Let $R$ be a finitely generated subring of the ring of real quaternions $\mathbb{H}$, that is, $R$ is the subring generated by a finite subset of $\mathbb{H}$. I want to show (or find a counterexample) that $R$ is Noetherian.
My attempt is the same as the attempt in this question. However, this attempt is not correct for general rings as pointed out in the answers.

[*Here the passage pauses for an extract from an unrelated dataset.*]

PR #267, opened 2023-02-12
[cpuinfo] Fix old CPUs (P5/P6-class) name and cache info

jonathan-teh:
Always populate the cache info from extended CPUID, it is not used for Intel CPUs, even though it is present, and is useful for non-Intel CPUs.

Fix the CPU name and cache sizes for Centaur and Cyrix/NSC CPUs without brand string, which are the WinChip C6 and all Cyrix CPUs except the Media GXm.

I wonder if there is some special property of $\mathbb{H}$ that would make this attempt work.
Any help is much appreciated.
Let $a,b,c,d\in\mathbb{R}$ be algebraically independent over $\mathbb{Q}$, let $x=a+bi$ and let $y=c+dj$. Then the subring $R\subset\mathbb{H}$ generated by $x$ and $y$ is not Noetherian.

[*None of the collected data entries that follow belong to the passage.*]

PR #269, opened 2023-02-13
[Temperature] Add support for CPUs with specific TjMax

x86fr:
Solve an issue where reading MSR_IA32_TEMPERATURE_TARGET makes the system crash (Celeron M 215 / Intel D201GLY board)

### DIFF
--- a/system/temperature.c
+++ b/system/temperature.c
@@ -33,32 +33,55 @@ float cpu_temp_offset = 0;
 // Public Functions
 //------------------------------------------------------------------------------
 
+int TjMax = 0;
+
+uint32_t regl, regh;
+
+void get_specific_TjMax(void)
+{
+    // The TjMax value for some Mobile/Embedded CPUs must be read from a fixed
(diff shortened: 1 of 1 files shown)


system/temperature.c
```diff
@@ -33,58 +33,81 @@ float cpu_temp_offset = 0;
 // Public Functions
 //------------------------------------------------------------------------------
 
+int TjMax = 0;
```
debrouxl, line 36: +static ?

system/temperature.c
```diff
@@ -33,58 +33,81 @@ float cpu_temp_offset = 0;
...
+
+uint32_t regl, regh;
```
debrouxl, line 38: Unless you need to export them later, why not keep them local variables ?

system/temperature.c
x86fr: Yep!

system/temperature.c
x86fr: 1 line saved 😅

Seriously, yes, will move them back.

To prove this, consider the left ideal $I\subseteq R$ generated by the elements $xy^n$ for each $n\in\mathbb{N}$. I claim that for each $n$, $xy^n$ is not in the left ideal generated by the $xy^m$ for $m<n$, and so $I$ cannot be finitely generated.
Note first that $R$ is a subring of the quaternion algebra $S$ over the polynomial ring $\mathbb{Z}[a,b,c,d]$. We may consider $\mathbb{Z}[a,b,c,d]$ as a bigraded ring where the first degree is respect to $a$ and $b$ and the second degree is with respect to $c$ and $d$. This then makes $S$ a bigraded ring, with $x$ being homogeneous of bidegree $(1,0)$ and $y$ being homogeneous of bidegree $(0,1)$. Since $x$ and $y$ are homogeneous, the ring $R$ is bigraded as well.

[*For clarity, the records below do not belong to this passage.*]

PR #276, opened 2023-02-24
temperature: Refactor to separate detection and read

jonathan-teh:
Move the detection of the temperature sensor type based on CPUID to temperature_init and store the type in an enum. This allows get_cpu_temperature to use a simpler switch on that enum.

### DIFF
--- a/system/temperature.c
+++ b/system/temperature.c
@@ -44,7 +44,6 @@ typedef enum {
 } cpu_temp_t;
 
 static cpu_temp_t cpu_temp_type;
-static cpu_temp_t get_cpu_temp_type(void);
 
 static int TjMax = 0;
 
@@ -58,16 +57,6 @@ static void get_specific_TjMax(void)
     if (cpuid_info.version.raw[0] == 0x6E8) {
         TjMax = 100;
     }
-}
-
-void temperature_init(void)
-{
-    // Process temperature-related quirks
-    if (quirk.type & QUIRK_TYPE_TEMP) {
-        quirk.process();
-    }
-
-    cpu_temp_type = get_cpu_temp_type();
 }
 
 static cpu_temp_t get_cpu_temp_type(void)
@@ -118,6 +107,16 @@ static cpu_temp_t get_cpu_temp_type(void)
     return None;
 }
 
+void temperature_init(void)
+{
+    // Process temperature-related quirks
+    if (quirk.type & QUIRK_TYPE_TEMP) {
+        quirk.process();
+    }
+
+    cpu_temp_type = get_cpu_temp_type();
+}
+
 int get_cpu_temperature(void)
 {
     uint32_t regl, regh;
@@ -158,6 +157,9 @@ int get_cpu_temperature(void)
       case ViaC7:
         rdmsr(MSR_VIA_TEMP_C7, regl, regh);
         return (int)(regl & 0xffffff);
+
+      case None:
+        break;
     }
 
     return 0;
--- a/system/temperature.c
+++ b/system/temperature.c
@@ -33,9 +33,22 @@ float cpu_temp_offset = 0;
 // Public Functions
 //------------------------------------------------------------------------------
 
+typedef enum {
+    None,
+    Intel,
+    AmdZen,
+    AmdK10,
+    AmdK8,
+    ViaNano,
+    ViaC7
+} cpu_temp_t;
+
+static cpu_temp_t cpu_temp_type;
+static cpu_temp_t get_cpu_temp_type(void);
+
 static int TjMax = 0;
 
-void get_specific_TjMax(void)
+static void get_specific_TjMax(void)
 {
     // The TjMax value for some Mobile/Embedded CPUs must be read from a fixed
     // table according to their CPUID, PCI Root DID/VID or PNS.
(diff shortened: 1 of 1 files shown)


jonathan-teh:
Tested the K8, C7, and no-sensor (Geode) codepaths, screenshots are the same as what I've previously posted.
Also tested the Intel:
memtest-x50gl
and Zen:
memtest-avita
codepaths.

This should make it easier to add new temperature sensors and perhaps move the K8/K10 temperature hwquirks here instead of repeating the tests for K8/K10 processors.

A previous attempt used a separate function for each sensor and a function pointer but that had "interesting" runtime issues from page faults to overall test pass prematurely counting to 100%. Perhaps it's due to memtest86+ relocating itself during execution.

Anyway, the compiler (gcc-12.2.1) appears to split get_temperature into separate functions anyway, at least for the 32-bit binary.

debrouxl:
Interesting :)

You could avoid the forward declaration for `get_cpu_temp_type()` by moving it above `temperature_init()`.

Separate functions for each sensor model and function pointers are pretty bad for size efficiency, due to the size of the pointer itself, the relocation records (which require special declaration in memtest86+, like in the USB code), the call / return / function prologue / function epilogue (/ in general, function argument passing and retrieval, but there's no function argument here), etc.
When possible (and in this case, it is easy), small functions and function pointers should be avoided in memtest86+, and in a number of other code bases as well, in fact :)

jonathan-teh:
> You could avoid the forward declaration for `get_cpu_temp_type()` by moving it above `temperature_init()`.

I was trying to keep the relative positions of the functions the same but I guess it's going to be a big diff either way. Anyway, pushed a follow-up.

x86fr:
To me, there is very few advantages adding this. Refactoring is nice when the code actually needs it, but the temp code is already very simple and quite understandable. There is no evidence at this point that it will grow significantly in a near future.

debrouxl:
Maybe the hwquirks related to stupid / broken temperature reports on K8 & K10 could be folded into this refactor ? `temperature_init()` is the last hardware `_init()` function called by `global_init()`.
This may make the code simpler and easier to understand, if that's your concern :)

jonathan-teh:
The code is reasonably simple but I think it can be made simpler :smiley:  Before the VIA temperature sensors were added there were already 4 sensor types (plus none). Now there are 2 more sensor types and 4 quirks (if you also count the Intel TjMax) in the detection phase. There are some immediate advantages:

1. Saves CPU cycles from not repeatedly detecting sensor type in `get_cpu_temperature()`.
2. Saves an additional test for Intel CPU type.

and future ones:

1. Moving the AMD K8/K10 quirks to this file removes additional tests for K8/K10 and removes `amd_k8_revfg_temp()` from the symbol table if it's made `static` here. It also frees up `quirk.process` in case a platform requires it in addition to the K8/K10 temperature quirk.
2. Makes it easier to add additional current sensor types e.g. Hygon family 18h simply returns `AmdZen`. Someone else will have to add it though since I don't have access to such a platform as it wasn't sold outside China.
3. There may be additional sensor types in future, AMD K10 looked stable for a while until they changed it again for family 17h (Zen).
4. Easier to add temperature sensors from the past, e.g. Pentium III thermal diode read by an external sensor, which is motherboard specific (depends on how far down that rabbit hole you want to go, I do have a platform with that :smile: ).

x86fr:
> The code is reasonably simple but I think it can be made simpler 😃 

Every code can be made simpler. The problem here is significant code change requires tests (for non-regression, etc), so a PR must add something significant like solving a bug or add something to end user. if it ain't broke, don't fix it. 😉

> There are some immediate advantages:
> 
>     1. Saves CPU cycles from not repeatedly detecting sensor type in `get_cpu_temperature()`.
>     2. Saves an additional test for Intel CPU type.

On any CPU, even the oldest and slowest supported like a 486, you will save maybe a microsecond on a pass duration. It's irrelevant.

> and future ones:

Refactoring is great when the code has gotten too big and messy, or as a side enhancement when you add code that leads to the previous situation. Refactoring for refactoring, just to gain 10 bytes of code size or to save 100 CPU cycles every second is often useless if there's nothing useful added for the end user. Even worst, this may delay the addition of feature (or fixing a bug) by wasting the beta-testing time (which is not infinite).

Now suppose we could write $xy^n$ as an $R$-linear combination of the $xy^m$ for $m<n$. The only way to take a multiple of $xy^m$ that has the same bidegree as $xy^n$ is to take an integer multiple of $y^{n-m}xy^m$, so this in fact means that we can write $$xy^n=\sum_{m<n}k_my^{n-m}xy^m$$ where each $k_m$ is an integer. Now consider the homomorphism $S\to\mathbb{H}$ given by mapping $a$ to $0$, $b$ to $1$, $c$ to $1$, and $d$ to $2$ (and $i,j,k$ to themselves). This turns the equation above into $$i(1+2j)^n=\sum_{m<n}k_m(1+2j)^{n-m}i(1+2j)^m.$$ Multiplying both sides by $-i$ and noting that $-i(u+vj)i=u-vj$, we get $$(1+2j)^n=\sum_{m<n}k_m(1-2j)^{n-m}(1+2j)^m.$$ But this now violates unique factorization in the Gaussian integer ring $\mathbb{Z}[j]$, since the right-hand side is divisible by $1-2j$ and the left-hand side is not.